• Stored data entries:

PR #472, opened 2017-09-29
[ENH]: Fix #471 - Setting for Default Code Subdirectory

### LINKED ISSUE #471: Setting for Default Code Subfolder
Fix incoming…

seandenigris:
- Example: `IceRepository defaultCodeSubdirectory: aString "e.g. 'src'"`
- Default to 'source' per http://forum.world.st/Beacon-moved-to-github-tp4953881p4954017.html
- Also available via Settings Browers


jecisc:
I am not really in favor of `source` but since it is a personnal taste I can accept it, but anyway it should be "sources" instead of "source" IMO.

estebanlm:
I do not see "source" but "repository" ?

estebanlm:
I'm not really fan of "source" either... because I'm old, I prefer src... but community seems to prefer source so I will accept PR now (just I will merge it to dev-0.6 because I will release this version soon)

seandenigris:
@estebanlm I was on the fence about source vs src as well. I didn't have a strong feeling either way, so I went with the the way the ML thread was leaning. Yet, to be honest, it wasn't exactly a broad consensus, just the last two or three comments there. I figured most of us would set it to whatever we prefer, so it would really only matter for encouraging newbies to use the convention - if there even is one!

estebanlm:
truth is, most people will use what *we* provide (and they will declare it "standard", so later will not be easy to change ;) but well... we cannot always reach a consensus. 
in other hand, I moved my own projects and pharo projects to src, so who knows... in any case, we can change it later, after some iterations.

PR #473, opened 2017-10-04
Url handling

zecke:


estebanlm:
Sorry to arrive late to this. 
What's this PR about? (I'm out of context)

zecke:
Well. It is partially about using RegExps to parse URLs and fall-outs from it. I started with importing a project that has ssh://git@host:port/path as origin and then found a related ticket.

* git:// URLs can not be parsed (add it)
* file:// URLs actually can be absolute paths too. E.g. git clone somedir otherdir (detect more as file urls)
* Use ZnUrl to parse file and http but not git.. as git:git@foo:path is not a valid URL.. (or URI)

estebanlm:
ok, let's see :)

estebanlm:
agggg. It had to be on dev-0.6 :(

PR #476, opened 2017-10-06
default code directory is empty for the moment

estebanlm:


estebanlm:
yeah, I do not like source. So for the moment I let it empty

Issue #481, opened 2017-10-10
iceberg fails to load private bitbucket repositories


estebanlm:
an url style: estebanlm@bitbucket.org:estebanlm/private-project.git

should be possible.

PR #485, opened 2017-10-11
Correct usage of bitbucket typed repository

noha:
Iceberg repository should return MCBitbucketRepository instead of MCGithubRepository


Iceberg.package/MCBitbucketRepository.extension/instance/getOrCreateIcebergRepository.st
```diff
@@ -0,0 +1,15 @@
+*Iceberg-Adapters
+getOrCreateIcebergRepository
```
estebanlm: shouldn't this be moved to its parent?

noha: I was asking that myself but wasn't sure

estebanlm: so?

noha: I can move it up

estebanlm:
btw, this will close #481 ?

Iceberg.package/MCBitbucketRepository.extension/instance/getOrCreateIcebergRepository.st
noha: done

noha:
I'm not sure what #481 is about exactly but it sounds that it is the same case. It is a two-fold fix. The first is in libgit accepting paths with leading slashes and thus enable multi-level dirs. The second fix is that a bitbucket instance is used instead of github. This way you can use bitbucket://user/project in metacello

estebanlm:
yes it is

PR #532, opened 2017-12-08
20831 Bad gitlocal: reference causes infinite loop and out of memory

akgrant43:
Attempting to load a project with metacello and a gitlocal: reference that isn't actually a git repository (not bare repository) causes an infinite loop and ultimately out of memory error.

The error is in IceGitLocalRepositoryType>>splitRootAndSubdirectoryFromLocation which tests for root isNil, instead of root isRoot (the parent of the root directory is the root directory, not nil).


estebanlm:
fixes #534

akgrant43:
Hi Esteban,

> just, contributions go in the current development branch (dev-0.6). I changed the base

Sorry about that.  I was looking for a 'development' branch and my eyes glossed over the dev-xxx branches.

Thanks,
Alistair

* * *

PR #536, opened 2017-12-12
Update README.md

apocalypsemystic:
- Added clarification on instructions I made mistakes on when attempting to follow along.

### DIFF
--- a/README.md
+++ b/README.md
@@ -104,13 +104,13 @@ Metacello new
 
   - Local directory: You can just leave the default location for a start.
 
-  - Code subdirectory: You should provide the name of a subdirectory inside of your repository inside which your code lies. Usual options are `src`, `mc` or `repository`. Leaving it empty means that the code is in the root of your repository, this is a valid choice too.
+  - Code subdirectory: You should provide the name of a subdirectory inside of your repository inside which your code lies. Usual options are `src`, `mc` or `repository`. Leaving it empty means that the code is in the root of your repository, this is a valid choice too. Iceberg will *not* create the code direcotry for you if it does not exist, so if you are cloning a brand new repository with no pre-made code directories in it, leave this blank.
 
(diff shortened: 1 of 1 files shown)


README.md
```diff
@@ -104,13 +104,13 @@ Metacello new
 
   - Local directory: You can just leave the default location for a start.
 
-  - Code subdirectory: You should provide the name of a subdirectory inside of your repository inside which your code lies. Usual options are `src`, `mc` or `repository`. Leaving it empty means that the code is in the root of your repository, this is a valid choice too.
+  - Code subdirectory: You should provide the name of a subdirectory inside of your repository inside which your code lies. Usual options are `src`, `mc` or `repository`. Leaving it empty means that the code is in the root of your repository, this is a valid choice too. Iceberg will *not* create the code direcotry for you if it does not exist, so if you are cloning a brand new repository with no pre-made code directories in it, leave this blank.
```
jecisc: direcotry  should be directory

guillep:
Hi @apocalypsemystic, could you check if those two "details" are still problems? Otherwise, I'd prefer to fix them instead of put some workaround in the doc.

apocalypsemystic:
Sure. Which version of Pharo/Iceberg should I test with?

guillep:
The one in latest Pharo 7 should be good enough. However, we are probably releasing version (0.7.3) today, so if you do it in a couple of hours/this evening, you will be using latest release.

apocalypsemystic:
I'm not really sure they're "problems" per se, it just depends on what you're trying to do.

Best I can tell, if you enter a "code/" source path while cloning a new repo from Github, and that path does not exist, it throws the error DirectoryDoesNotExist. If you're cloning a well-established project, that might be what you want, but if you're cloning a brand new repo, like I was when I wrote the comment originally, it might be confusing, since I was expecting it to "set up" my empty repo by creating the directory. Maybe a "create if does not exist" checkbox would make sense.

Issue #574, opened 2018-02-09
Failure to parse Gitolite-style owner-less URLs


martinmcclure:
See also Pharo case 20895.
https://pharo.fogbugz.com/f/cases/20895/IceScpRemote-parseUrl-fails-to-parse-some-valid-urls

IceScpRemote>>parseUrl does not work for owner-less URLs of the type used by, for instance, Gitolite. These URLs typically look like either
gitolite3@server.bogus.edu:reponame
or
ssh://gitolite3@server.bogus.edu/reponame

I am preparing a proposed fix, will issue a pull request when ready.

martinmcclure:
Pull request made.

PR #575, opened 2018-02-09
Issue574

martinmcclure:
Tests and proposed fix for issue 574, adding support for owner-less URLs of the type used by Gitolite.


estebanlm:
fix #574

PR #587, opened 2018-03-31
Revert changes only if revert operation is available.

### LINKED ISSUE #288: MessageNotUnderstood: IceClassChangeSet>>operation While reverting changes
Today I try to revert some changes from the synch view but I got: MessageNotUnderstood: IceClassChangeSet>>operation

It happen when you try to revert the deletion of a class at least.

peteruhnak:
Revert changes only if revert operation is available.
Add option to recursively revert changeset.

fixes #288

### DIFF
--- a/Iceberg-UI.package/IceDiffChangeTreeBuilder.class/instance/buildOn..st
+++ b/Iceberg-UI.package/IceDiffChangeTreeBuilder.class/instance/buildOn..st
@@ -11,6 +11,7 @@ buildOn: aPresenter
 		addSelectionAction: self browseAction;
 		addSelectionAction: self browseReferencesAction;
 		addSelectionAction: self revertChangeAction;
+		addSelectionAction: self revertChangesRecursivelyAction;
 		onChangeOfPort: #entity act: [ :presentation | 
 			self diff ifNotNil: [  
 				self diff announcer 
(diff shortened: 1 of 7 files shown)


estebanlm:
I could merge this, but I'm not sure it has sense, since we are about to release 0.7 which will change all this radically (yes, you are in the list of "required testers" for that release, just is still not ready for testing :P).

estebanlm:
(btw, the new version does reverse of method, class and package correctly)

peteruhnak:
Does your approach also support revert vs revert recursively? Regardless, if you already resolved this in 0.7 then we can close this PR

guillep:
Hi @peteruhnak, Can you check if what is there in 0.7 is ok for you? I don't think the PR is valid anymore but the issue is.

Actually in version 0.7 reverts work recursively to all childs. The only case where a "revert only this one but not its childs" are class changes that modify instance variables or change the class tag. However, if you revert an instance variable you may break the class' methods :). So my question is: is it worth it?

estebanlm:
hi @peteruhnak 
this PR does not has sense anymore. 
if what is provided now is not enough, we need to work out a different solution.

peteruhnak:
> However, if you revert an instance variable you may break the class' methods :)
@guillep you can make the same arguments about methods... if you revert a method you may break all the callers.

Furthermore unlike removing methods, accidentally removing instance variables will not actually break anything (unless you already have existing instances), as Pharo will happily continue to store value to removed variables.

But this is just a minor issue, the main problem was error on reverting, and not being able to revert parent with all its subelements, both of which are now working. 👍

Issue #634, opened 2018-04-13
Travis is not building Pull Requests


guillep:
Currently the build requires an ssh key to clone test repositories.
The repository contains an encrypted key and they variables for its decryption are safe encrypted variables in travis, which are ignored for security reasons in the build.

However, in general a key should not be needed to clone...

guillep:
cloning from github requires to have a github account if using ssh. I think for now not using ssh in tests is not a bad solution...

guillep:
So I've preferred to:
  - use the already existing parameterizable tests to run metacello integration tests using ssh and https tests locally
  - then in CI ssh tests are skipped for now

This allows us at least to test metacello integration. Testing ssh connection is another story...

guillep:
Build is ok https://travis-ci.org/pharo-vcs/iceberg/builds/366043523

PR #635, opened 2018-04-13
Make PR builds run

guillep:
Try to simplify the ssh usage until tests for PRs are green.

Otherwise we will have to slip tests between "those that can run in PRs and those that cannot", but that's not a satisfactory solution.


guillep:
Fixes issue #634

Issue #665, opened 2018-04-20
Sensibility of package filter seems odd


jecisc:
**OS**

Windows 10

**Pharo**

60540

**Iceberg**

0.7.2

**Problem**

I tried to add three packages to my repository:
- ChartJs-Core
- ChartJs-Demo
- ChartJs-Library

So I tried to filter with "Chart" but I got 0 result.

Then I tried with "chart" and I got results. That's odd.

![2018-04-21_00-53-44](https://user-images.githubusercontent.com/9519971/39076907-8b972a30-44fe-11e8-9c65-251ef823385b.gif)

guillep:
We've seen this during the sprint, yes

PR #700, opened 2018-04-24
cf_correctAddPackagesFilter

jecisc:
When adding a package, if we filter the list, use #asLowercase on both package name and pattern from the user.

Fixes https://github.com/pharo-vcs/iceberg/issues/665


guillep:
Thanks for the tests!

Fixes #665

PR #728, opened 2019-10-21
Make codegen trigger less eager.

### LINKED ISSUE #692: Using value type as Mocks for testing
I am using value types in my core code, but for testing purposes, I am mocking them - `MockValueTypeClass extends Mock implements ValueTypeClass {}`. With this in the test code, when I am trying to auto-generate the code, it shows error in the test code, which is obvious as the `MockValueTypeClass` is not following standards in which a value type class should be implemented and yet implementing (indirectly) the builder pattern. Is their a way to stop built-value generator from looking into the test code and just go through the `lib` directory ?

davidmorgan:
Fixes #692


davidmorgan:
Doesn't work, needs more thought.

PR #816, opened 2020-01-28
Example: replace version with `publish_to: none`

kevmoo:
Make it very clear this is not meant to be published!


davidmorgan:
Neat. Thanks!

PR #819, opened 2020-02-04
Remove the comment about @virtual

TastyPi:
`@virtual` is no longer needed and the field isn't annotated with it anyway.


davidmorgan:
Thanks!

• Work item: Identify each line in the records above that contains the word "there", and copy it out in full.

• Solution below:
@estebanlm I was on the fence about source vs src as well. I didn't have a strong feeling either way, so I went with the the way the ML thread was leaning. Yet, to be honest, it wasn't exactly a broad consensus, just the last two or three comments there. I figured most of us would set it to whatever we prefer, so it would really only matter for encouraging newbies to use the convention - if there even is one!
Hi @peteruhnak, Can you check if what is there in 0.7 is ok for you? I don't think the PR is valid anymore but the issue is.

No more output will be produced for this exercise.